Based on the results of Tables 1 and 2, the relationship between the blending ratio of polylysine (polyimine resin paint) and the breaking strength and elongation at break is shown in Figures 1 to 4. In the first to fourth figures, the horizontal axis represents the mixing ratio of lysine (indicated by PI (wt%) in the figure), and the vertical axis represents the breaking strength (unit MPa) or elongation at break (%).

As shown in Figures 1 to 4, when the polyglycine is blended at about 50% by weight, it has an excellent breaking strength and elongation at break which is no less than the value of the poly-proline (100% by weight, Comparative Example 1). Even below 50 wt%, it is higher than the value predicted by the mixture ratio (dashed line in the figure), showing a good value.

When the heat-resistant resin film obtained was analyzed by a scanning electron microscope, the island structure was confirmed, and the separation structure of the island was estimated to give the present invention a high toughness. The schematic construction is as shown in Fig. 5.

It is also presumed that, as shown in Figure 5, the marine phase (phase rich in polyimine) is greatly deformed to increase the elongation at break, and the island phase (phase rich in polyamidamine) exhibits enhanced effect and enhances Breaking strength.
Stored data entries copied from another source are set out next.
PR #241, opened 2026-03-10
cuda + MNNVL update & pod presets

AtlantaPepsi:

PR #278, opened 2026-04-29
Fixes for cuMem compilation and invalid device ordinal

AtlantaPepsi:
## Motivation
cuMem symbols and definitions are currently guarded by pod communication enablement. It's not a long term solution as these two are not always coupled and usage might diverge in future. The separation of these two also fixes existing linking error with `cuMemcpyAsync` or `CUResult` in absence of `POD_COMM_ENABLED`.

## Technical Details

- Introduced a separate `CUMEM_ENABLED` macro for build process as well as header. `POD_COMM_ENABLED` will have to depend on cuMem enablement as well. 
- Minor adjustment for error reporting for cuda runtime calls
- Eliminated unnecessary `hipSetDevice`: Previously in #241 multiple `hipSetDevice` are added throughout cuMem allocation and release to make sure context is always initialized. Not all of them were needed, and unconditional invocation also caused error for non GPU executors.

## Test Plan
Tested all combination of Makefile flags and made sure compilation/linking succeeded.
Previously on CI machines with more CPU NUMA nodes than GPU devices, certain sweeping presets such as p2p would fail, which is fixed now.

## Submission Checklist

### DIFF
--- a/src/header/TransferBench.hpp
+++ b/src/header/TransferBench.hpp
@@ -5453,8 +5453,9 @@ static bool IsConfiguredGid(union ibv_gid const& gid)
         Transfer const& t = transfers[resource->transferIdx];
         for (int srcIdx = 0; srcIdx < resource->srcMem.size(); srcIdx++) {
           if (t.srcs[srcIdx].memRank == localRank) {
-            if (IsGpuMemType(t.srcs[srcIdx].memType))
+            if (IsGpuMemType(t.srcs[srcIdx].memType)) {
               ERR_APPEND(hipSetDevice(t.srcs[srcIdx].memIndex), errResults);
+            }
             ERR_APPEND(hipMemcpy(resource->srcMem[srcIdx] + initOffset, srcReference[srcIdx].data(), resource->numBytes,
                                  hipMemcpyDefault), errResults);
           }
--- a/src/header/TransferBench.hpp
+++ b/src/header/TransferBench.hpp
@@ -1460,8 +1460,6 @@ namespace {
     // If memHandle is provided, allocate sharable memory
     if (memHandle != NULL) {
 #ifdef POD_COMM_ENABLED
-      ERR_CHECK(hipSetDevice(deviceIdx));
-      // Prepare HIP memory allocation properties structure
       hipMemAllocationProp prop = {};
       ERR_CHECK(GetMemAllocationProp(memDevice, prop));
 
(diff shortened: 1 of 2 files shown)


src/header/TransferBench.hpp
```diff
@@ -5455,7 +5453,8 @@ static bool IsConfiguredGid(union ibv_gid const& gid)
         Transfer const& t = transfers[resource->transferIdx];
         for (int srcIdx = 0; srcIdx < resource->srcMem.size(); srcIdx++) {
           if (t.srcs[srcIdx].memRank == localRank) {
-            ERR_APPEND(hipSetDevice(t.srcs[srcIdx].memIndex), errResults);
+            if (IsGpuMemType(t.srcs[srcIdx].memType))
+              ERR_APPEND(hipSetDevice(t.srcs[srcIdx].memIndex), errResults);
```
nileshnegi:
```suggestion
            if (IsGpuMemType(t.srcs[srcIdx].memType)) {
              ERR_APPEND(hipSetDevice(t.srcs[srcIdx].memIndex), errResults);
            }
```

nileshnegi (approved):

src/header/TransferBench.hpp
nileshnegi: minor nit for readability and TxB's coding format

src/header/TransferBench.hpp
```diff
@@ -4276,13 +4274,11 @@ static bool IsConfiguredGid(union ibv_gid const& gid)
       // Deallocate source memory
       for (int iSrc = 0; iSrc < t.srcs.size(); ++iSrc) {
         if (t.srcs[iSrc].memRank == localRank) {
-          ERR_CHECK(hipSetDevice(t.srcs[iSrc].memIndex));
```
alex-breslow-amd, line 4279: QQ: How come we no longer have to set the hip device?  Nvm, I see that you say that some are redundant.  Should we at least check that the device that we're on is the correct one?

src/header/TransferBench.hpp
```diff
@@ -5312,36 +5306,40 @@ static bool IsConfiguredGid(union ibv_gid const& gid)
...
       this->errMsg  = "";
     } else {
-      const char *errString = NULL;
-      hsa_status_string(err, &errString);
+      const char *errString = NULL, *errName = NULL;
+      cuGetErrorName(err, &errName);
+      cuGetErrorString(err, &errString);
       this->errType = ERR_FATAL;
-      this->errMsg  = std::string("HSA Error: ") + errString;
+      this->errMsg  = std::string("CUDA Driver Error: ") + errName
```
alex-breslow-amd, line 5341: I don't think fmt is an existing dependency of TransferBench, but this would be cleaner with that package.

src/header/TransferBench.hpp
```diff
@@ -5312,36 +5306,40 @@ static bool IsConfiguredGid(union ibv_gid const& gid)
       this->errMsg  = "";
     } else {
       this->errType = ERR_FATAL;
+#if defined(__NVCC__)
+      this->errMsg  = std::string("CUDA Runtime Error: ") + hipGetErrorString(err);
```
alex-breslow-amd, line 5310: Shouldn't this be cudaGetErrorString?  Or are we using hip on NVIDIA hardware too?  Nvm, I think Gilbert mentioned there are set of defines in TransferBench where the calls get replaced by cuda calls.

Fig. 1 is a graph showing the relationship between the mixing ratio of polylysine and the breaking strength in Examples 1 to 6 and Comparative Examples 1 and 2.

Fig. 2 is a graph showing the relationship between the mixing ratio of polyamic acid and the elongation at break in Examples 1 to 6 and Comparative Examples 1 and 2.

Fig. 3 is a graph showing the relationship between the mixing ratio of polyamic acid and the breaking strength in Examples 7 to 12 and Comparative Examples 2 and 3.

Fig. 4 is a graph showing the relationship between the mixing ratio of polyamic acid and the elongation at break in Examples 7 to 12 and Comparative Examples 2 and 3.

Fig. 5 is a schematic view showing the structure of the island in the resin composition obtained by the present invention.

Claims (5)

A heat resistant resin varnish characterized by comprising a polyamido quinone imine resin having a number average molecular weight of 10,000 or more and a molecular terminal isocyanate functional group blocked by a blocking agent, and a polyamidamine The acid content is 5 to 50% by weight based on the total content of the polyamidoximine resin and the polyamic acid, and the heat resistance resin paint has a viscosity at 30 ° C of 200,000 mPa·s or less. A heat resistant resin film characterized by being cured by a baking treatment of a heat resistant resin varnish according to claim 1 of the patent application, which is film-like or tubular. A heat resistant resin composite characterized by comprising a substrate and a heat resistant resin film according to item 2 of the patent application. An insulated electric wire is an insulated electric wire having a wire and an insulating film covering the surface thereof, wherein the insulating film has at least one insulating layer, which is directly or indirectly referred to as a heat resistant resin varnish according to claim 1 of the patent application. An insulating layer made of another insulating coating material is applied onto the above-mentioned wires, and an insulating layer formed by baking treatment is applied. The insulated wire of claim 4, wherein the cross-sectional shape of the wire is hexagonal or rectangular.